Original: At the time of this writing, Cloud Functions cost $0.40 per million invocations (after two million that are free), while Lambda clocks in at $0.20 per million invocations (after one million that are free).

Execution environment refers to the hardware that is used to run the function. More powerful hardware, more cost. Its a bit of an exercise in engineering economics, however. If you’re running a computation heavy function that takes some non-zero amount of time to execute, you might think to use a less powerful machine, as it costs less money per millisecond of execution time. But its a double edged sword; the slower the machine, the more milliseconds you’re spending! I’d love to do some followup work to figure out the sweet spot in machine size for compute-heavy tasks.

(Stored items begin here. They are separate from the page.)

PR #3709, opened 2025-09-16
Add backend support for mapshed modeling pointsource modifications

rachelekm:
## Overview

Updates the backend to support point source modifications in gwlfe modeling scenarios. Follows existing scenario modification conventions setup in weather data.

As part of adding a new `pointsource_type` field to `Scenario`, conditionally initializes the existing scenario objects with their respective pointsource types ('conus' or 'drb').

Connects #3707 

### Demo

Existing scenario response with `pointsource_type` of `drb`
Screenshot 2025-09-16 at 2 05 49 PM

Newly created scenarios currently default to NULL (must update request data with project's existing `pointsource_type` as part of next Task 3 issue)

Screenshot 2025-09-16 at 1 23 28 PM

Request for pointsource data modifications given valid type:
```
$ curl 'http://localhost:8000/mmw/modeling/projects/2/pointsource/drb' \  ...
{
    "output": {
        "PointNitr": [
            2.7983277227869334,
            2.7983277227869334,
            2.7983277227869334,
            2.7983277227869334,
            2.7983277227869334,
            2.7983277227869334,
            2.7983277227869334,
            2.7983277227869334,
            2.7983277227869334,
            2.7983277227869334,
            2.7983277227869334,
            2.7983277227869334
        ],
        "PointPhos": [
            0.2399995188096,
            0.2399995188096,
            0.2399995188096,
            0.2399995188096,
            0.2399995188096,
            0.2399995188096,
            0.2399995188096,
            0.2399995188096,
            0.2399995188096,
            0.2399995188096,
            0.2399995188096,
            0.2399995188096
        ],
        "PointFlow": [
            0.00021866740944337425,
            0.00019750604723917672,
            0.00021866740944337425,
            0.0002116136220419751,
            0.00021866740944337425,
            0.0002116136220419751,
            0.00021866740944337425,
            0.00021866740944337425,
            0.0002116136220419751,
            0.00021866740944337425,
            0.0002116136220419751,
            0.00021866740944337425
        ]
    }
} 
```

Request for pointsource data modifications given invalid type (area outside of DRB):
```
$ curl 'http://localhost:8000/mmw/modeling/projects/14/pointsource/drb' \  ...
{"errors":["Only supported within Delware River Basin."]}  
```

## Testing Instructions

 * `./scripts/manage.sh migrate && ./scripts/bundle.sh`
 * Confirm successful data migration
 * Open app in browser, login, and open up the networks tab of browser developer tools
 * Navigate to projects list and launch any existing project
[...]

PR #3711, opened 2025-09-17
PA DEP: Update Weather Simulation Eligibility Check

### LINKED ISSUE #3702: PA DEP: Update Recent Weather Eligibility Check

rajadain:
## Overview

Previously we would use an area proxy to gate weather simulations: Future Weather was DRB only, and Recent Weather was DRWI and PA. However, this proxy is inaccurate, leading to certain eligible AoIs being excluded.

This new check sees if weather stations selected for a project have Future or Recent Weather data available for them. If so, the simulations are marked as enabled. Otherwise, they are disabled.

This is checked once, when a new project is created, since it is a function of the area of interest, and is saved to the project's model. This work will have to be rebased atop #3709 since that also touches the project model.

A migration is added to backfill all existing projects with the correct simulations. This is done in direct SQL for performance, necessary in production which currently has ~95K projects.

The front-end is updated to read the simulation configuration from the project, rather than constants.

This allows us to get rid of the `in_drwi` and `in_pa` fields. `in_drb` is used in the Land Cover modal, so that is kept.

Closes #3702 

### Demo

TODO

## Testing Instructions

- On `develop`, create and save 3 projects: one in DRB (Philadelphia), one in PA (Pittsburgh), and one outside (e.g. Chicago)
- Check out this branch
- Run `./scripts/manage.sh migrate` to install the new field and backfill the existing projects
- Run `./scripts/bundle.sh --debug` to update the front-end scripts
- Open the Philadelphia project, and look at its available weather options
  - [x] Ensure both Recent and Future Weather are available
- Open the Pittsburgh project, and look at its available weather options
  - [x] Ensure both Recent Weather is available
- Open the Chicago project, and look at its available weather options
  - [x] Ensure neither is available
- Create a new project
  - [ ] Ensure its weather simulations are correctly set based on where you made it


src/mmw/apps/modeling/migrations/0044_project_weather_simulations.py
```diff
@@ -0,0 +1,80 @@
...
+        '''),
+        # Then set those eligible for future weather
+        migrations.RunSQL(f'''
+            UPDATE modeling_project
+            SET weather_simulations = '{WEATHER_SIMULATIONS["future"]}'::jsonb
+            WHERE model_package = 'gwlfe'
+              AND (
+	            SELECT COUNT(station_id)
+	            FROM (
+		            SELECT (station_data ->> 'station')::int AS station_id
```
rajadain: Should ensure we use spaces for indentation, no tabs

src/mmw/apps/modeling/migrations/0044_project_weather_simulations.py
```diff
@@ -0,0 +1,80 @@
...
+            SET weather_simulations = '{WEATHER_SIMULATIONS["both"]}'::jsonb
+            WHERE model_package = 'gwlfe'
+              AND (
+	            SELECT COUNT(station_id)
+	            FROM (
+		            SELECT (station_data ->> 'station')::int AS station_id
+		            FROM jsonb_array_elements(gis_data::jsonb -> 'WeatherStations') as station_data
+                ) AS stations_in_project
+	            WHERE station_id = ANY(ARRAY[{",".join(common_weather_stations)}])
+              ) = 2;
```
rajadain: Should probably explain this magic query more. `jsonb_array_elements` converts an array of JSON elements into individual rows. When we `COUNT(station_id)` that are in the given array, and total to 2, that means both weather stations are in that array, which is what we need to test before assigning a simulation to a project.

src/mmw/apps/modeling/calcs.py
```diff
@@ -191,6 +192,41 @@ def get_weather_simulation_for_project(project, category):
...
+    # Remove any simulation that does not have values for selected stations
+    for sim in WeatherType.simulations:
+        if sim in available_sims:
+            for ws in wss:
+                url = settings.WEATHER_DATA_BUCKET_URL.format(
+                          category=sim, station=ws.station)
+                res = requests.head(url)
+                if not res.ok:
+                    available_sims.remove(sim)
+                    break
```
rajadain, line 218: Haven't written a `break` statement in a while. We're trying to disqualify simulations as soon as possible, so break out of the loop once that is established.

src/mmw/apps/modeling/serializers.py
```diff
@@ -195,6 +198,25 @@ def create(self, validated_data):
...
             validated_data['user'] = self.context['request'].user
 
+        if validated_data['model_package'] == Project.GWLFE and (
+           'weather_simulations' not in validated_data or
+           validated_data['weather_simulations'] == []):
+            # Initialize weather simulations for this project
+            try:
+                validated_data['weather_simulations'] = \
+                    get_available_simulations_for_aoi(
+                        validated_data['area_of_interest'])
```
rajadain: Since this makes a call to S3 to check eligibility, that's an external dependency that could potentially fail. Currently we wrap this in a `try` and `except` to the default value (all simulations disabled), to allow for a project to still be created. However, this behavior may be mysterious to users, who won't know why their project isn't eligible for certain simulations.

src/mmw/apps/modeling/views.py
```diff
@@ -141,22 +141,10 @@ def project_weather(request, proj_id, category):
...
-    if category in ['RCP45_2080_2099', 'RCP85_2080_2099'] \
-            and not project.in_drb:
-        return Response({'errors': ['Only supported within'
-                                    ' Delware River Basin.']},
-                        status=status.HTTP_400_BAD_REQUEST)
-
     # Get weather simulation data for this project
     mods, errs = get_weather_simulation_for_project(project, category)
 
+    # TODO We should handle 404s here
```
rajadain: Currently `get_weather_simulation_for_project` returns a list of text errors. Will have to devise a way to extract the status code from that, and return a 400 or 404 as appropriate.

src/mmw/js/src/modeling/gwlfe/quality/views.js
```diff
@@ -1,7 +1,7 @@
 "use strict";
 
 var $ = require('jquery'),
-    _ = require('underscore'),
+    _ = require('lodash'),
```
rajadain, line 4: This is required for `_.chain` below

src/mmw/js/src/modeling/gwlfe/runoff/views.js
```diff
@@ -3,11 +3,11 @@
 var $ = require('jquery'),
     _ = require('lodash'),
     Marionette = require('../../../../shim/backbone.marionette'),
+    App = require('../../../app.js'),
```
rajadain, line 6: This is a poor design choice that we've never been able to get away from. Since you often need a reference to the current project, or the current AoI, we put that in the top level `App`, but then you often end up importing it all over the project, which can create circular dependencies if you're not careful. Thankfully, that's not the case for this file.

src/mmw/js/src/modeling/gwlfe/weather/templates/modal.html
```diff
@@ -31,10 +31,10 @@ <h2 class="weather-col-title">
                     <optgroup label="Default">
                         <option value="DEFAULT" {{ 'selected' if available_data == 'DEFAULT' }}>USEPA National Climate 1960&ndash;1990</option>
                     </optgroup>
-                    {% for s in Simulations %}
-                        <optgroup label="{{ s.group }} {{ '(DRB Only)' if s.in_drb and not in_drb }} {{ '(DRWI or PA Only)' if (s.in_drwi or s.in_pa) and not (in_drwi or in_pa) }}">
+                    {% for s in weather_simulations %}
+                        <optgroup label="{{ s.group }} {{ '(' + s.eligible_area + ' only)' if s.disabled }}">
                             {% for i in s.items %}
-                                <option value="{{ i.name }}" {{ 'selected' if available_data == i.name }} {{ 'disabled' if (s.in_drb and not in_drb) or ((s.in_drwi or s.in_pa) and not (in_drwi or in_pa)) }}>{{ i.label }}</option>
+                                <option value="{{ i.name }}" {{ 'selected' if available_data == i.name }} {{ 'disabled' if s.disabled }}>{{ i.label }}</option>
```
rajadain, line 37: Much simpler and cleaner

rajadain (commented):
Left some comments

rachelekm (approved):
Great job with this refactor 👏 This feels much more clean and the weather station options are working as expected for all testing scenarios and well as some of the border PA areas we tested originally. For the sake of time I didn't get too into the weeds with the SQL query or calc, but from a cursory look these seem efficient and robust

We discussed how the point source analysis/modeling scenario modifications continue to use PA state constraints so we can't get rid of those quite yet. Just caught that you reverted this so this looks good, thank you! There should still be an opportunity for cleanup, at least with old simulation constants and dwri constraint checks, but will be easier to go back and cleanup once point sources work is complete.

rajadain:
May need to change how the default value is filled out. Putting that logic in the serializer is probably not best practice, and it seems to break a number of tests.

rajadain:
Thanks for the review!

Google Cloud Function’s invocation time pricing is a function of the CPU plus RAM size, whereas AWS is a function of the RAM size only.

For example, a function that takes 100ms to execute on a 256mb memory machine with a 400mhz cpu would cost the following on Google :

  (256mb/1024(gb/mb)) * .5s * $0.0000025 gb-s 
+ (400mhz / 1000 ghz/mhz) * .5s * $0.0000100 gb-s
= $0.0000003125 + $0.000002
= $0.0000023125 per request

Or, put another way, you’d get 432,432 requests for $1 on Google, not including the free tier or flat cost of invocation.

On AWS Lambda, a similar setup would cost

(256mb/1024(gb/mb) * .5s * $0.000000417 gb-s
= $0.0000000521

Or, put another way, you’d get 19,193,857 invocations for $1, not including the free tier or flat cost of invocation. A factor of four, really? Someone check my math, please.

Winner: AWS

Conclusion

At this point, AWS Lambda is head and shoulders above Google Cloud Functions. The testing cycle feels much tighter, and the pricing is currently no-contest. Function creation is a bit easier with Google Cloud, but as soon as you get that boilerplate down you’re good to go.

Officially, Google Cloud Functions are still in beta, so we might see price reductions at some point in time, or better tooling, but for now I can’t help but point friends over to AWS Lambda.